*Work to complete*
Extract from the entries below, exactly as given, only the lines from the line containing "The webhook will" to the line containing "--- a/helm/values.yaml", both lines included.

(Saved data entries)
==========

PR #100, opened 2021-03-07
Enable Per-Namespace verification

operatorequals:
This commit aims to add the feature to enable the Connaiseur
Webhook validation in *some* K8s namespaces and not the whole
cluster.

This is done by adding a variable in the `values.yaml` file
called `targetNamespaces`, that contains a list of namespace names.
The webhook will then be used by container creations ONLY in these
namespaces.

In case the names in the list are not available as namespaces,
they are auto-created.

Finally, the default value of `['*']`, deploys the default behavior -
validating all the cluster containers.

### DIFF
--- a/helm/templates/namespace.yaml
+++ b/helm/templates/namespace.yaml
@@ -1,0 +1,11 @@
+{{- if not (has "*" .Values.targetNamespaces) }}
+{{- range .Values.targetNamespaces }}
+apiVersion: v1
+kind: Namespace
+metadata:
+  name: {{ . | quote }}
+  labels:
+    {{- include  "connaisseur.namespaceLabels" $ | indent 4 }}
+---
+{{- end }}        
+{{- end }}        
--- a/helm/templates/webhook/_webhook.tpl
+++ b/helm/templates/webhook/_webhook.tpl
@@ -1,0 +1,5 @@
+{{- define "connaisseur.namespaceLabels" }}
+de.securesystems.connaisseur/enabled: "true"
+de.securesystems.connaisseur/release: "{{ .Release.Name }}"
+de.securesystems.connaisseur/rootPubKeyHash: "{{ trim .Values.notary.rootPubKey | sha1sum }}"
+{{ end -}}
--- a/helm/values.yaml
+++ b/helm/values.yaml
@@ -68,4 +68,8 @@ policy:
 # interrupting operation.
 detection_mode: false
 
+# A list of namespaces that will be subsequent to Connaisseur verification.
+# If the list contains '*' - all namespaces will be monitored.
+targetNamespaces: ['*']
+
 # debug: true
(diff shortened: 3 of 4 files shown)


operatorequals:
Hello people!
This is a really beautiful lead for Image verification in Kubernetes!

I am using this modified chart for the cluster I maintain at work so I thought you should have it too :)

Thanks again for the great software and verbose guide!

helm/values.yaml
```diff
@@ -68,4 +68,8 @@ policy:
 # interrupting operation.
 detection_mode: false
 
+# A list of namespaces that will be subsequent to Connaisseur verification.
```
peterthomassen, line 71:
```suggestion
# A list of namespaces that will be subject to Connaisseur verification.
```

operatorequals: My bad :)

peterthomassen:
Thanks for this nice PR, @operatorequals :-) I'll hand this over to people who understand more of K8s than I do.

helm/templates/webhook/_webhook.tpl
```diff
@@ -0,0 +1,5 @@
+{{- define "connaisseur.namespaceLabels" }}
```
phbelitz, line 1: heh. I think it's time we refactor our helm charts. This is much better than the current setup.

helm/templates/namespace.yaml
```diff
@@ -0,0 +1,11 @@
+{{- if not (has "*" .Values.targetNamespaces) }}
+{{- range .Values.targetNamespaces }}
+apiVersion: v1
+kind: Namespace
+metadata:
+  name: {{ . | quote }}
```
phbelitz, line 6: If `targetNamespaces` includes namespaces that already exist, the chart will fail, making the installation of connaissuer in an existing cluster a headache. On the other hand I do realize that we need the labels for matching to the webhook. 

My idea would be to add something like a `freshInstallation` field (boolean) to the `values.yaml`, indicating whether connaisseur is being installed in an empty cluster and can create the namespaces or not. Default would be `false`, so we do not create the namespaces ourselves, but assume their existance. Then we ideally need some kind of bash script, that can automatically update all the needed namespaces with the required labels.

It's a bit hack-y and not the clean "just do `helm install`" way, but it's the only thing I can come up with right now. Maybe you have a better idea?

operatorequals: I think the wisest thing to do is to change the requirement. Let's just make `targetNamespaces` a list of new Namespaces, admitting that it will fail for existing ones with the same name. Chances are that if you are about to initialize such a security measure to a Namespace, it'd better be empty.

phbelitz: Fair point.

phbelitz:
@operatorequals please do a rebase with the `develop` branch, then I'll merge the changes.

operatorequals:
Happily!

phbelitz (approved):

phbelitz:
@operatorequals oh well, you need to sign your commit :sweat_smile:

peterthomassen:
@phbelitz fyi, you can also do that if you want :) Clone @operatorequals's repo, check out his branch, `git commit --amend --no-edit -S`, `push -f`, and it should show up here. (You usually can write to other people's branches if that branch is connected to a pull request here.) The commit will then show up as authored by @operatorequals and committed by @phbelitz.

phbelitz:
Aha! TIL

phbelitz (approved):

==========

*Answer to this task*
The webhook will then be used by container creations ONLY in these
namespaces.

In case the names in the list are not available as namespaces,
they are auto-created.

Finally, the default value of `['*']`, deploys the default behavior -
validating all the cluster containers.

### DIFF
--- a/helm/templates/namespace.yaml
+++ b/helm/templates/namespace.yaml
@@ -1,0 +1,11 @@
+{{- if not (has "*" .Values.targetNamespaces) }}
+{{- range .Values.targetNamespaces }}
+apiVersion: v1
+kind: Namespace
+metadata:
+  name: {{ . | quote }}
+  labels:
+    {{- include  "connaisseur.namespaceLabels" $ | indent 4 }}
+---
+{{- end }}        
+{{- end }}        
--- a/helm/templates/webhook/_webhook.tpl
+++ b/helm/templates/webhook/_webhook.tpl
@@ -1,0 +1,5 @@
+{{- define "connaisseur.namespaceLabels" }}
+de.securesystems.connaisseur/enabled: "true"
+de.securesystems.connaisseur/release: "{{ .Release.Name }}"
+de.securesystems.connaisseur/rootPubKeyHash: "{{ trim .Values.notary.rootPubKey | sha1sum }}"
+{{ end -}}
--- a/helm/values.yaml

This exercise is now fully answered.